El resultado, dentro de la previsibilidad de la que adolece toda esta etapa última del cine de Allen, contiene algunas sorpresas. La situación básica –un rico hombre de negocios mantiene una relación amorosa con una empleada, con la que ha prometido casarse tras divorciarse de su esposa– guarda algún parecido, obviando la relación laboral entre los amantes, con la que Allen planteaba ya en uno de sus más logrados dramas, Delitos y faltas (Crimes and Misdemeanors, 1989). Pero, a diferencia de lo que ocurría en su antecedente –en la que, recuérdese, el hombre casado opta por hacer asesinar a su incómoda amante, aun a costa de desafiar los resabios de su antigua formación moral y religiosa–, Allen opta ahora por que el amante rico haga valer su promesa y la amada en cuestión renuncie a otro joven pretendiente y se acoja a la seguridad –también afectiva– que le ofrece su poderoso protector. Este planteamiento juega así a invertir el de otro ilustre precedente, El apartamento (1960): como en la película de Wilder, la nostalgia inducida por una celebración de Nochevieja parece a punto de cambiar las tornas. Pero el tiempo ha enseñado a los personajes de Allen a desconfiar de sus impulsos sentimentales y a preferir las ventajas de una relación estable y madura, aunque ello implique el sacrificio de alguna que otra fantasía. Es decir, han aprendido a aceptarse como son y a no soñar constantemente con ser otros.
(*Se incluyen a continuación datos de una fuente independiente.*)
PR #243, opened 2020-10-20
Allow setting music params in sound test

maddie480:
Press Journal (Tab by default on keyboards) to bring up the list of music params for the currently selected event and be able to change them. The changes will apply directly.

If the span between the minimum setting and the maximum one is strictly less than 3, the slider will go by steps of 0.1. Otherwise, it will go by steps of 1, using the IntSliders provided by Everest (meaning holding a direction will make the digits scroll by faster).

This allows to test out music params quickly, to turn on or off layers, and to listen to the different progresses of songs. It even allows to listen to cassette music, if you feel like spamming your Right key with the right timing. 😅 

Demo video here: https://cdn.discordapp.com/attachments/445631337315958796/768187050146005062/Celeste_2020-10-20_20-50-56.mp4

### DIFF
--- a/Celeste.Mod.mm/Content/Dialog/English.txt
+++ b/Celeste.Mod.mm/Content/Dialog/English.txt
@@ -91,7 +91,8 @@
 
 # Sound Test
 	SOUNDTEST_TITLE=	SOUND TEST
-	SOUNDTEST_AUDIOPARAMS_OPEN=	Press Journal to edit Audio Params
+	SOUNDTEST_AUDIOPARAMS_OPEN_1=	Press
+	SOUNDTEST_AUDIOPARAMS_OPEN_2=	to edit Audio Params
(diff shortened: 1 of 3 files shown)


Celeste.Mod.mm/Content/Dialog/English.txt
```diff
@@ -91,6 +91,8 @@
 
 # Sound Test
 	SOUNDTEST_TITLE=	SOUND TEST
+	SOUNDTEST_AUDIOPARAMS_OPEN=	Press Journal to edit Audio Params
```
0x0ade: It'd be great if `Journal` could be replaced with the currently active Journal key binding, although it'd require splitting the text into two. Maybe an icon + key binding combo like on the map select screen would do the job too?

maddie480:
Here is what the prompt looks like now:

image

En Café Society, los nuevos personajes que sustituyen al que solía encarnar el propio Allen en sus películas anteriores ponen voz, no a la reiterada proyección del ego maduro del director, sino a una visión del mundo abierta a la serenidad y la aceptación. A pesar de algunos rasgos discordantes –la pedantería con que son sacados a colación decenas de nombres de cineastas famosos, o la desagradable violencia paródica de la que se vale el hermano gánster del protagonista en su papel de artífice del ascenso social de éste–, la película se beneficia de esa benevolente tonalidad y aporta un punto de sabiduría al nihilismo desesperanzado del que adolecía el universo del cineasta neoyorquino. Al nervioso e impaciente tipo humano del que se ocupaba el cine de Allen le ha llegado la hora de la serenidad. No es un estado de ánimo que suela despertar las simpatías de un público más acostumbrado –en parte, gracias a la frecuentación de películas como las que solía hacer el propio Allen hace unos lustros– a reconocerse en el humor cínico; y, por tanto, es posible que las risas de reconocimiento y complicidad sean menos. Pero no parece que, a estas alturas de su vida, el cineasta vaya a echarlas de menos.